# MATERIAL TO PROCESS
PR #402, opened 2017-02-14
Expose mixins on vaadin-combo-box-overlay and vaadin-combo-box-item 

ellenaua:
This change is [Reviewable](https://reviewable.io/reviews/vaadin/vaadin-combo-box/402)

### DIFF
--- a/vaadin-combo-box-overlay.html
+++ b/vaadin-combo-box-overlay.html
@@ -27,6 +27,8 @@
         */
         z-index: 200;
         overflow: hidden;
+
+        @apply(--vaadin-combo-box-overlay-mixin);
       }
 
       #scroller {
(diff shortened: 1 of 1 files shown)


tomivirkki:
Hi @ellenaua 

Thanks for the PR. Exposing style mixins for `<vaadin-combo-box>` overlay and it’s contents is a bit problematic since the overlay is physically detached from `<vaadin-combo-box>` itself (it’s moved under `<body>` on open).

So once the overlay gets moved the mixin values defined for `<vaadin-combo-box>` no longer affect the overlay. Because of how the polyfill is currently implemented, the mixins seem to work but if you run `Polymer.updateStyles()` after opening the overlay, the scopes get updated and the problem occurs.

So adding mixins to the overlay would mean exposing a feature that relies on a certain polyfill implementation which isn’t very safe.

jouni:
Since this PR hasn’t made any progress in a few months, I’m closing it for now. Add comments if you feel we should take another look.

PR #416, opened 2017-03-13
Make `change` event to fire only on close and clear

### LINKED ISSUE #385: change event fired without user interaction
According to MDN documents

`The change event is fired for <input>, <select>, and <textarea> elements when a change to the element's value is committed by the user. Unlike the input event, the change event is not necessarily fired for each change to an element's value.`

The vaadin-combo-box implementation isn't following this contract as has been advertised. 

### Expected outcome
The event should only fire when value changes as result of a user gesture 

### Actual outcome
The event is fired when value changes programattically

platosha:
Fixes #385

---
This change is [Reviewable](https://reviewable.io/reviews/vaadin/vaadin-combo-box/416)

### DIFF
--- a/demo/index.html
+++ b/demo/index.html
@@ -13,6 +13,7 @@
   <link rel="import" href="common.html">
 
   <link rel="import" href="../../iron-form/iron-form.html">
+  <link rel="import" href="../../paper-button/paper-button.html">
 </head>
 
 <body unresolved>
@@ -66,6 +67,30 @@
           form.addEventListener('iron-form-submit', function() {
             alert('Form submitted with name: ' + form.serialize().name);
             return false;
+          });
+        </script>
+      </template>
+    </demo-snippet>
+
+    <h3>Change Event</h3>
+    <demo-snippet>
+      <template>
+        <vaadin-combo-box id="changeEventDemo" items="[[elements]]"></vaadin-combo-box>
+        <paper-button id="setRandomValue" raised>Set random value</paper-button>
+        <script>
+          var combobox4 = document.querySelector('#changeEventDemo');
+          combobox4.items = elements;
+
+          combobox4.addEventListener('change', function(e) {
+            if (combobox4.value) {
+              alert('User selected value ' + combobox4.value);
+            } else {
+              alert('User has cleared the value');
+            }
+          });
+
+          document.querySelector('#setRandomValue').addEventListener('click', function() {
+            combobox4.value = combobox4.items[Math.floor(Math.random() * combobox4.items.length)];
           });
         </script>
       </template>
--- a/test/selecting-items.html
+++ b/test/selecting-items.html
@@ -194,32 +194,82 @@
       expect(valueChangedSpy.callCount).to.equal(1);
     });
 
-    it('should fire exactly one `change` event', function() {
-      var spy = sinon.spy();
-      combobox.addEventListener('change', spy);
+    describe('`change` event', function() {
+      it('should fire `value-changed` and `selected-item-changed` before `changed`', function(done) {
+        combobox.addEventListener('change', function() {
+          expect(valueChangedSpy.called).to.be.true;
+          expect(selectedItemChangedSpy.called).to.be.true;
+          done();
+        });
 
-      combobox.value = 'foo';
-
-      expect(spy.callCount).to.equal(1);
-    });
-
-    it('should fire `value-changed` and `selected-item-changed` before `changed`', function(done) {
-      combobox.addEventListener('change', function() {
-        expect(valueChangedSpy.called).to.be.true;
-        expect(selectedItemChangedSpy.called).to.be.true;
-        done();
+        combobox.open();
+        combobox.value = 'foo';
+        combobox.close();
       });
 
-      combobox.value = 'foo';
-    });
+      it('should fire exactly one `change` event', function() {
+        var spy = sinon.spy();
+        combobox.addEventListener('change', spy);
 
-    it('should stop input `change` event from bubbling', function() {
-      var spy = sinon.spy();
-      combobox.addEventListener('change', spy);
+        combobox.open();
+        combobox.value = 'foo';
+        combobox.close();
 
-      combobox.$.input.fire('change');
+        expect(spy.callCount).to.equal(1);
+      });
 
-      expect(spy.callCount).to.equal(0);
+      it('should fire on clear', function() {
+        var spy = sinon.spy();
+        combobox.addEventListener('change', spy);
+
+        combobox.value = 'foo';
+        combobox.$.clearIcon.click();
+
+        expect(spy.callCount).to.equal(1);
+      });
+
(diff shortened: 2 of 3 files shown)


manolo:

---

*[vaadin-combo-box-behavior.html, line 412 at r1](https://reviewable.io:443/reviews/vaadin/vaadin-combo-box/416#-KfCYukzq4tYcqgvMeGq:-KfCYukzq4tYcqgvMeGr:b23vsux) ([raw file](https://github.com/vaadin/vaadin-combo-box/blob/500e2056c602c829eba73bfca22ddf03d43e4784/vaadin-combo-box-behavior.html#L412)):*
> ```HTML
>       }
> 
>       this._dispatchChange();
> ```

Not sure how the code should be, but at first view I feel like dispatchChange only should be fired from methods that actually know whether the value was changed, calling always in _onClosed makes not sense to me. Just for thinking

---


*Comments from [Reviewable](https://reviewable.io:443/reviews/vaadin/vaadin-combo-box/416)*

platosha:
Reviewed 1 of 1 files at r2.
Review status: 1 of 3 files reviewed at latest revision, 1 unresolved discussion.

---

*[vaadin-combo-box-behavior.html, line 412 at r1](https://reviewable.io:443/reviews/vaadin/vaadin-combo-box/416#-KfCYukzq4tYcqgvMeGq:-KfH0fUsbk7GTajPSXrR:b-g14i5k) ([raw file](https://github.com/vaadin/vaadin-combo-box/blob/500e2056c602c829eba73bfca22ddf03d43e4784/vaadin-combo-box-behavior.html#L412)):*

Not sure how the code should be, but at first view I feel like dispatchChange only should be fired from methods that actually know whether the value was changed, calling always in _onClosed makes not sense to me. Just for thinking
</blockquote></details>

Maybe misnamed, but `_dispatchChange()` contains additional change detection. In case of cancelling the dropdown with <kbd>Esc</kbd>, the value does not change, `_dispatchChange()` detects that and does not dispatch.

Calling on close here helps to detect user action in more safe way then dispatching on `_valueChanged`, for example.

Renamed.

---


*Comments from [Reviewable](https://reviewable.io:443/reviews/vaadin/vaadin-combo-box/416)*

tomivirkki:
*[vaadin-combo-box-behavior.html, line 527 at r2](https://reviewable.io:443/reviews/vaadin/vaadin-combo-box/416#-Kff4-VS-A6-jrKxZ1Pn:-Kff4-VS-A6-jrKxZ1Po:bbr0l8u) ([raw file](https://github.com/vaadin/vaadin-combo-box/blob/08ddceceee8b45677302152d1ee25d2ff6d3763a/vaadin-combo-box-behavior.html#L527)):*
> ```HTML
>       }
>       // In the next _detectAndDispatchChange() call, the change detection should pass
>       this._lastCommittedValue = undefined;
> ```

Closing after the value is changed programmatically will always fire `change`. For example the following test won't pass:
```
it('should not fire after value changed programmatically', function() {
  combobox.value = 'foo';

  var spy = sinon.spy();
  combobox.addEventListener('change', spy);

  combobox.open();
  combobox.close();

  expect(spy.callCount).to.equal(0);
});
```

---


*Comments from [Reviewable](https://reviewable.io:443/reviews/vaadin/vaadin-combo-box/416)*

platosha:
Review status: 0 of 3 files reviewed at latest revision, 2 unresolved discussions, some commit checks failed.

---

*[vaadin-combo-box-behavior.html, line 527 at r2](https://reviewable.io:443/reviews/vaadin/vaadin-combo-box/416#-Kff4-VS-A6-jrKxZ1Pn:-Kff5PBCJUHk4vVcQ2XW:bz8vota) ([raw file](https://github.com/vaadin/vaadin-combo-box/blob/08ddceceee8b45677302152d1ee25d2ff6d3763a/vaadin-combo-box-behavior.html#L527)):*
<details><summary><i>Previously, tomivirkki (Tomi Virkki) wrote…</i></summary><blockquote>

Closing after the value is changed programmatically will always fire `change`. For example the following test won't pass:
```
it('should not fire after value changed programmatically', function() {
  combobox.value = 'foo';

  var spy = sinon.spy();
  combobox.addEventListener('change', spy);

  combobox.open();
  combobox.close();

  expect(spy.callCount).to.equal(0);
});
```
</blockquote></details>

Intentional. We can not easily detect if the value change was done programmatically or by user.

Within this PR, when the dropdown closes, the value is assumed as committed by user, even if the value itself actually was set programmatically. I. e., the assumption is that close means user commits the value.

This will, obviously, dispatches false change if **close** is done programmatically. I suggest that we just accept this as a limitation for now, as non-user-introduced closing programmatically combined together with critical reliance on proper `change` is an edge case of edge cases. Let us assume that dropdown is always closed by user. A proper detection of whether closing is done indeed by user or programmatically would be complex once again, on par with user change detection itself.

---


*Comments from [Reviewable](https://reviewable.io:443/reviews/vaadin/vaadin-combo-box/416)*

platosha:
Review status: 0 of 3 files reviewed at latest revision, 2 unresolved discussions.

---

*[vaadin-combo-box-behavior.html, line 527 at r2](https://reviewable.io:443/reviews/vaadin/vaadin-combo-box/416#-Kff4-VS-A6-jrKxZ1Pn:-KffJxU15cR4WbakiMuL:b3o586n) ([raw file](https://github.com/vaadin/vaadin-combo-box/blob/08ddceceee8b45677302152d1ee25d2ff6d3763a/vaadin-combo-box-behavior.html#L527)):*
<details><summary><i>Previously, platosha (Anton Platonov) wrote…</i></summary><blockquote>

Intentional. We can not easily detect if the value change was done programmatically or by user.

Within this PR, when the dropdown closes, the value is assumed as committed by user, even if the value itself actually was set programmatically. I. e., the assumption is that close means user commits the value.

This will, obviously, dispatches false change if **close** is done programmatically. I suggest that we just accept this as a limitation for now, as non-user-introduced closing programmatically combined together with critical reliance on proper `change` is an edge case of edge cases. Let us assume that dropdown is always closed by user. A proper detection of whether closing is done indeed by user or programmatically would be complex once again, on par with user change detection itself.
</blockquote></details>

Changed as discussed. Now it considers only changes after opening, and does not dispatch if dropdown was cancelled.

---


*Comments from [Reviewable](https://reviewable.io:443/reviews/vaadin/vaadin-combo-box/416)*

tomivirkki:
:lgtm:

---

Reviewed 3 of 3 files at r3.

---



*Comments from [Reviewable](https://reviewable.io:443/reviews/vaadin/vaadin-combo-box/416#-:-KffMcTBaO9Wxbbo7uY1:bnfp4nl)*

manolo:
Reviewed 3 of 3 files at r3.

---



*Comments from [Reviewable](https://reviewable.io:443/reviews/vaadin/vaadin-combo-box/416)*

PR #59, opened 2023-04-03
Jacek's review WIP

jacek-marchwicki:
# Why?
Because this is an example project, unlike normal project, code is more important than feature set. I'd did want to review the code and make some improvements that would improve readibility of the code.

# What?
I added a lot of suggestions about code. Those are my personal opinions, so feel free to present your arguments and opinions about my suggestions. I'm not alpha and omega.
This code contains mainly suggestions, not solution, so the code probably won't build.

PR #60, opened 2023-04-04
Cleanup authenticating screen

jacek-marchwicki:
# Why?
I'd like to give some advises how to write clean code. I'd like to apply some suggestions listed here: https://github.com/appunite/Loudius/pull/59

# What:
Mainly, I'd like to change the loading screen.

* Change "Loading" screen to "Authenticating" screen
* Handle passing intent directly to view model by SavedStateHandle instead of passing it from activity, by ui to viewmodel. 
* Some cleanup in test names
* Using spy in tests
* Better handle case where code is not passed to activity (`adb shell am start -a android.intent.action.VIEW -d "loudius://callback"`)


app/src/main/java/com/appunite/loudius/common/Screen.kt
```diff
@@ -16,16 +16,33 @@
...
 
-    object Repos : Screen("repos_screen")
+    object Authenticating : Screen("repos_screen") {
+        fun getCode(savedStateHandle: SavedStateHandle): Result<String> {
+            val intent: Intent? = savedStateHandle[NavController.KEY_DEEP_LINK_INTENT]
+            val code = intent?.data?.getQueryParameter("code")
+            return code?.let { Result.success(it) } ?: Result.failure(Exception("No error code"))
+        }
+
+        val deepLinks: List<NavDeepLink> get() = listOf(
```
kezc, line 40: suggestion: I think the getter is not needed here, it could be a regular variable

kezc (approved):

app/src/main/java/com/appunite/loudius/common/Screen.kt
jacek-marchwicki: It could, but I had problem with tests where in tests it can't create NavBuildLinks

# INSTRUCTIONS TO FOLLOW
Return, word for word, every line from the top of the entries down to the line that holds "Thanks for the", both included.

# WRITTEN RESPONSE
PR #402, opened 2017-02-14
Expose mixins on vaadin-combo-box-overlay and vaadin-combo-box-item 

ellenaua:
This change is [Reviewable](https://reviewable.io/reviews/vaadin/vaadin-combo-box/402)

### DIFF
--- a/vaadin-combo-box-overlay.html
+++ b/vaadin-combo-box-overlay.html
@@ -27,6 +27,8 @@
         */
         z-index: 200;
         overflow: hidden;
+
+        @apply(--vaadin-combo-box-overlay-mixin);
       }
 
       #scroller {
(diff shortened: 1 of 1 files shown)


tomivirkki:
Hi @ellenaua 

Thanks for the PR. Exposing style mixins for `<vaadin-combo-box>` overlay and it’s contents is a bit problematic since the overlay is physically detached from `<vaadin-combo-box>` itself (it’s moved under `<body>` on open).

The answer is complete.